Criteria for the diagnosis of ARDS include the following:

  • Clinical presentation - Tachypnea and dyspnea; crackles upon auscultation

  • Clinical setting - Direct insult (aspiration) or systemic process causing lung injury (sepsis)

  • Radiologic appearance - 3-quadrant or 4-quadrant alveolar flooding

  • Lung mechanics - Diminished compliance (< 40 mL/cm water)

  • Gas exchange - Severe hypoxia refractory to oxygen therapy (ratio of arterial oxygen tension to fractional concentration of oxygen in inspired gas [PaO2/FiO2] < 200)

  • Normal pulmonary vascular properties - Pulmonary capillary wedge pressure lower than 18 mm Hg



Complications of acute respiratory failure may be pulmonary, cardiovascular, gastrointestinal (GI), infectious, renal, or nutritional.

Common pulmonary complications of acute respiratory failure include pulmonary embolism, barotrauma, pulmonary fibrosis, and complications secondary to the use of mechanical devices. Patients are also prone to develop nosocomial pneumonia. Regular assessment should be performed by periodic radiographic chest monitoring. Pulmonary fibrosis may follow acute lung injury associated with ARDS. High oxygen concentrations and the use of large tidal volumes may worsen acute lung injury.

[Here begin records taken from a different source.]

Issue #783, opened 2022-12-02
Buggy parsing of srcset attribute


anishathalye:
The implementation currently [splits the `srcset` on "," (comma)](https://github.com/gjtorikian/html-proofer/blob/7648d24c61099ae598235250b1a9a57ad1d2eed0/lib/html_proofer/element.rb#L90), but this is not quite correct.

This results in incorrect handling of URLs with commas in the `srcset`. For example, base64-encoded images will be incorrectly handled, because it'll split on the comma in e.g., `data:image/png;base64,iKB...=`, and then the later check will say that the base64-encoded data `iKB...=` on its own is not a valid URL (that second part won't be caught by [`base64?`](https://github.com/gjtorikian/html-proofer/blob/bea6b3e24593add1345587fcc8c44fa2ad2a6028/lib/html_proofer/attribute/url.rb#L123) because the first part has been split off).

It'll also fail with regular old URLs that contain commas.

[This page](https://html.spec.whatwg.org/#parsing-a-srcset-attribute) describes how the srcset should be parsed.

gjtorikian:
Thanks forthe report, a new patch release will go out to address this.

PR #784, opened 2022-12-05
Fix poor srcset parsing

gjtorikian:
Closes https://github.com/gjtorikian/html-proofer/issues/783


anishathalye:
That was fast, thank you for the quick fix!

Issue #792, opened 2023-02-25
Reporting broken links when using relative internal links reported as broken


bnorberg:
Hi, I am running into an issue where HTML Proofer is reporting working relative links as broken.

### Example link
```<a href="../admin/configuring-load-balancer-endpoints.html">```

### Example feedback from HTML Proofer
![Screenshot 2023-02-25 at 11 05 53 AM](https://user-images.githubusercontent.com/367573/221367176-c412ea5d-b767-437f-bdad-0a08435db248.png)

Any suggestions on what could be causing the broken link message? 

My only solution to ensure I don't get false positives on relative links is to add '../' links in the ignore-urls option or changing all links to root relative. Neither solution is ideal.

gjtorikian:
Hm, I can't reproduce this issue. Are you sure `configuring-load-balancer-endpoints.html` exists? Could you zip up your output for me to examine it, or is there some other way I can reproduce it?

bnorberg:
Thanks, for the quick response, [gjtorikian](https://github.com/gjtorikian).

That page does exist because the link works on the deploy site. Here's the page in the gh-pages branch of the deploy, https://github.com/NetAppDocs/storagegrid-116/blob/gh-pages/admin/configuring-load-balancer-endpoints.html and here is the page that is reference the above link through the relative https://github.com/NetAppDocs/storagegrid-116/blob/gh-pages/admin/configuring-custom-server-certificate-for-storage-node-or-clb.html. Again this is just one example. We are getting the broken link on all `..` relative links. If we change `<a href="../admin/configuring-load-balancer-endpoints.html">` to `<a href="./admin/configuring-load-balancer-endpoints.html">` or `<a href="/admin/configuring-load-balancer-endpoints.html">`, the link checker will not return a broken link message.

We are using a mix of private and public GitHub build runners and different deployment environments for site builds so it will probably not be possible to replicate what I am seeing.

Is there a possibility that this could be related to a site prefix causing the `..` in the relative link to not actually be in the correct directory to find the linked file?? We use a language prefix on our [site](https://docs.netapp.com/us-en/storagegrid-116/admin/configuring-load-balancer-endpoints.html).

Thanks again.

gjtorikian:
Sorry, but this is probably going to be a bit of back and forth. 😓 

[...]

PR #793, opened 2023-03-06
Fix cleaning relative links cache key

riccardoporreca:
See https://github.com/gjtorikian/html-proofer/issues/792#issuecomment-1457199390


lib/html_proofer/cache.rb
```diff
@@ -93,8 +93,10 @@ def retrieve_urls(urls_detected, type)
       # if there are no urls, bail
       return {} if urls_detected.empty?
 
-      urls_detected = urls_detected.transform_keys do |url|
-        cleaned_url(url)
+      if type == :external
+        urls_detected = urls_detected.transform_keys do |url|
+          cleaned_url(url)
+        end
       end
```
riccardoporreca, line 100: Actually, I think we may want to only avoid `escape_unescape` for the external links, since the other part of `cleaned_url` that handles trailing "/", "#", "?" would still be relevant for internal links. Any input on this @gjtorikian?
If we keep part of `cleaned_url` for internal links, we should probably also include it to `add_internal` for consistency, similar to what is done for `add_external`

riccardoporreca, line 100: Actually, I think we may want to only avoid `escape_unescape` for the external links, since the other part of `cleaned_url` that handles trailing "/", "#", "?" would still be relevant for internal links. Any input on this @gjtorikian?
If we keep part of `cleaned_url` for internal links, we should probably also include it to `add_internal` for consistency, similar to what is done for `add_external`

PR #1588, opened 2026-05-04
Adding solution-2

nikhylw:
Solution 2 - W4_2_sum_root_to_leaf.py


super30admin:
### Construct Binary Tree from Inorder and Postorder Traversal (W4_2_sum_root_to_leaf.py)
It seems there has been a mix-up. The problem you were asked to solve is "Construct Binary Tree from Inorder and Postorder Traversal", but your solution is for "Sum Root to Leaf Numbers". Please double-check the problem statement.

For the correct problem, you need to build a binary tree from its inorder and postorder traversal arrays. The key idea is to use the last element in the postorder array as the root, then locate this root in the inorder array to split the array into left and right subtrees. You can then recursively build the left and right subtrees.

Here are some tips for solving the correct problem:
1. Use a hash map to store the indices of the inorder array for quick root position lookup.
2. Use a recursive function that takes indices for the current segment of the inorder array.
3. Note that in postorder, the root is at the end, and you should process the right subtree before the left subtree when building recursively (because the postorder array is structured as [left, right, root], so when traversing backwards, you get root, then right, then left).

VERDICT: NEEDS_IMPROVEMENT

---

### Root to Leaf Sum
Your solution is on the right track and you have correctly implemented the DFS traversal. However, there is a subtle issue with the order of operations. You are checking for leaf node after recursively processing both children. This is inefficient because you are making recursive calls for null children (which immediately return) and then checking the leaf condition. The standard approach is to check for leaf node immediately after updating the current number, and if it is a leaf, add to the result and return without going into children (since they are null). This way, you avoid unnecessary recursive calls for null children.

Here is how you can improve your helper function:
```
def helper(self, root, curr_sum):
    if root is None:
        return
    
    curr_sum = curr_sum * 10 + root.val
    
    # Check if it's a leaf node
    if root.left is None and root.right is None:
        self.result += curr_sum
        return  # No need to go further
    
    # Otherwise, recurse to children
    self.helper(root.left, curr_sum)
    self.helper(root.right, curr_sum)
```

This change will make your code more efficient by avoiding unnecessary recursive calls for null children. Also, it is more intuitive because you handle the leaf node immediately when you encounter it.

Your time and space complexity analysis is correct. Keep up the good work!

VERDICT: NEEDS_IMPROVEMENT

PR #12576, opened 2021-04-13
{devel}[GCCcore/10.2.0] glew v2.2.0

ThomasHoffmann77:
(created using `eb --new-pr`)


Micket:
There is actually a new maintainer of this package, and it seems the old webpage isn't updated to reflect the fact that there is a newer release already.

Might be better to point towards the new github page instead.
https://github.com/nigels-com/glew
and we can use the 2.2.0 release (needs to use the tgz file, the tar.gz file is autogenerated by github and it's broken for this repo)

I wanted to build this myself, in order to use it with some other software with off-screen rendering. It turns out GLEW does support both GLX (onscreen or requiring VirtualGL), EGL (technically can do both onscreen and offscreen), OSMESA (offscreen software only).

So,the build variants are mutually exclusive as far as I know. Specify nothing and you get GLX, or you can opt in to either build type by `SYSTEM=linux-egl` and `SYSTEM=linux-osmesa` respectively.

So in my opinion
1. We should probably update to 2.2.0 (and maybe change the homepage?)
2. We should use a versionsuffix for each backend type. Perhaps just a plain -glx, -egl, -osmesa.

I'd probably just skip out on OSMesa, it's a bit dated and EGL is the future which should someday replace both OSMESA and GLX. In fact, maybe one can only use EGL (but that requires that applications using GLEW supports also EGL for rendering).

easybuild/easyconfigs/g/glew/glew-2.1.0-GCCcore-10.2.0.eb
```diff
@@ -0,0 +1,36 @@
+# Contribution from the Crick HPC team
+# uploaded by J. Sassmannshausen
+# th77embl updated to GCCcore 10.2.0
+easyblock = 'ConfigureMake'
+
+name = 'glew'
+version = '2.1.0'
+
+homepage = 'http://glew.sourceforge.net/'
```
Micket, line 9:
```suggestion
homepage = 'https://github.com/nigels-com/glew'
```

easybuild/easyconfigs/g/glew/glew-2.1.0-GCCcore-10.2.0.eb
```diff
@@ -0,0 +1,36 @@
+# Contribution from the Crick HPC team
+# uploaded by J. Sassmannshausen
+# th77embl updated to GCCcore 10.2.0
+easyblock = 'ConfigureMake'
+
+name = 'glew'
+version = '2.1.0'
```
Micket, line 7: 2.2.0

easybuild/easyconfigs/g/glew/glew-2.1.0-GCCcore-10.2.0.eb
```diff
@@ -0,0 +1,36 @@
...
+
+toolchain = {'name': 'GCCcore', 'version': '10.2.0'}
+
+source_urls = [SOURCEFORGE_SOURCE]
+sources = ['%(name)s-%(version)s.tgz']
+checksums = ['04de91e7e6763039bc11940095cd9c7f880baba82196a7765f727ac05a993c95']
+
+builddependencies = [('binutils', '2.35')]
+
+dependencies = [('Mesa', '20.2.1')]
```
Micket, line 22: This actually has a dependency on X11 as well (i see it link to libXau, libXdmcp, libxcb)

Micket (changes requested):

easybuild/easyconfigs/g/glew/glew-2.2.0-GCCcore-10.2.0-egl.eb
```diff
@@ -0,0 +1,44 @@
...
+C/C++ extension loading library. GLEW provides efficient run-time mechanisms
+for determining which OpenGL extensions are supported on the target platform."""
+
+toolchain = {'name': 'GCCcore', 'version': '10.2.0'}
+
+source_urls = ['https://github.com/nigels-com/glew/releases/download/%(name)s-%(version)s/']
+sources = ['%(name)s-%(version)s.tgz']
+checksums = ['d4fc82893cfb00109578d0a1a2337fb8ca335b3ceccf97b97e5cc7f08e4353e1']
+
+github_account = 'nigels-com'
```
Micket, line 24: Since we can't use GITHUB_SOURCE template for the source_urls (since this repo doesn't use the actual archive straight up)  then we can just drop this github_account variable (that's all it's good for)

Micket (changes requested):

easybuild/easyconfigs/g/glew/glew-2.2.0-GCCcore-10.2.0-egl.eb
```diff
@@ -0,0 +1,44 @@
...
+skipsteps = ['configure']
+
+preinstallopts = 'GLEW_PREFIX=%(installdir)s GLEW_DEST=%(installdir)s '
+install_cmd = 'make install.all'
+
+sanity_check_paths = {
+    'files': ['lib/libGLEW.a', 'lib/libGLEW.%s' % SHLIB_EXT] +
+             ['bin/glewinfo', 'bin/visualinfo'] +
+             ['include/GL/%s.h' % h for h in ['glew', 'glxew', 'wglew']],
+    'dirs': ['', ]
```
Micket, line 41: while we're at it, ['', ] doesn't seem useful. Can just use an empty list here instead

Micket (changes requested):

Micket (approved):
lgtm

Micket:
Test report by @Micket
**SUCCESS**
vera-c1 - Linux centos linux 7.9.2009, x86_64, Intel Xeon Processor (Skylake), Python 2.7.5
See https://gist.github.com/8422b4cbc962678415a708dec510cbfe for a full test report.

Micket:
Going in, thanks @ThomasHoffmann77!

PR #12577, opened 2021-04-13
{bio}[foss/2020b] APBS v3.0.0 w/ Python 3.8.6

ThomasHoffmann77:
(created using `eb --new-pr`)
requires #12587 (pdb2pqr)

Common cardiovascular complications in patients with acute respiratory failure include hypotension, reduced cardiac output, arrhythmia, endocarditis, and acute myocardial infarction. These complications may be related to the underlying disease process, mechanical ventilation, or the use of pulmonary artery catheters.

The major GI complications associated with acute respiratory failure are hemorrhage, gastric distention, ileus, diarrhea, and pneumoperitoneum. Stress ulceration is common in patients with acute respiratory failure; the incidence can be reduced by routine use of antisecretory agents or mucosal protectants.

Nosocomial infections, such as pneumonia, urinary tract infections, and catheter-related sepsis, are frequent complications of acute respiratory failure. These usually occur with the use of mechanical devices. The incidence of nosocomial pneumonia is high and associated with significant mortality.

Acute renal failure and abnormalities of electrolytes and acid-base homeostasis are common in critically ill patients with respiratory failure. The development of acute renal failure in a patient with acute respiratory failure carries a poor prognosis and high mortality. The most common mechanisms of renal failure in this setting are renal hypoperfusion and the use of nephrotoxic drugs (including radiographic contrast material).

Nutritional complications include malnutrition and its effects on respiratory performance and complications related to administration of enteral or parenteral nutrition. Complications associated with nasogastric tubes, such as abdominal distention and diarrhea, also may occur. Complications of parenteral nutrition may be mechanical (resulting from catheter insertion), infectious, or metabolic (eg, hypoglycemia, electrolyte imbalance).